Wired Intelligent Edge

Hi Guys,

I have created a VIA split tunnel profile for VPN users to connect to local networks. All routing is working correctly, tunneled networks are routed through the controller and any other traffic is broken out locally from the user's device. When connected to VIA the devices are provided with DNS server settings that I configured in the VPN Service of the controller and they seem to use these VPN Servers by default.

The problem I'm having is that they are unable to resolve host names, which is very strange to me. I can ping the IP's of the DNS Servers, and I can do a nslookup from the client and resolve IP's.

Microsoft Windows [Version 10.0.14931]
(c) 2016 Microsoft Corporation. All rights reserved.

C:\Users\PaulH>ping 8.8.8.8

Pinging 8.8.8.8 with 32 bytes of data:
Reply from 8.8.8.8: bytes=32 time=4ms TTL=57
Reply from 8.8.8.8: bytes=32 time=6ms TTL=57
Reply from 8.8.8.8: bytes=32 time=5ms TTL=57
Reply from 8.8.8.8: bytes=32 time=7ms TTL=57

Ping statistics for 8.8.8.8:
Packets: Sent = 4, Received = 4, Lost = 0 (0% loss),
Approximate round trip times in milli-seconds:
Minimum = 4ms, Maximum = 7ms, Average = 5ms

C:\Users\PaulH>nslookup www.google.co.za
Server: google-public-dns-a.google.com
Address: 8.8.8.8

Non-authoritative answer:
Name: www.google.co.za
Addresses: 2c0f:fb50:4002:802::2003
216.58.223.3

C:\Users\PaulH>ping www.google.co.za
Ping request could not find host www.google.co.za. Please check the name and try again.

C:\Users\PaulH>

Has anyone encoutered this problem before?

I've just noticed this may be a Windows 10 issue. Profile seems to work 100% on my mobile device (Android).
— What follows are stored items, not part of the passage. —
PR #586, opened 2024-02-26
chore: gofumpt

uhthomas:
Format all Go files with gofumpt.

https://github.com/mvdan/gofumpt

	gofumpt -extra -w .


AnalogJ:
I'm not 100% convinced this is required. Can you give me some addl context @uhthomas ?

Did you also add a DNS-suffix list, or is that parameter blank in the VIA connection profile?

Remove that variable.  It theoretically is supposed to handle lookup requests from that domain by tunneling it to the headend and using the DNS defined in the VPN profile.  Everything else it will handle using the DNS obtained by the host from DHCP.

Thanks for the tip,

I have removed it, but still have the same problem. While connected to VIA with or without the suffix entered the default server used when I do a nslookup is the DNS server assigned by the controller, when I disconnect VIA my nslookup defaults to my local DNS server.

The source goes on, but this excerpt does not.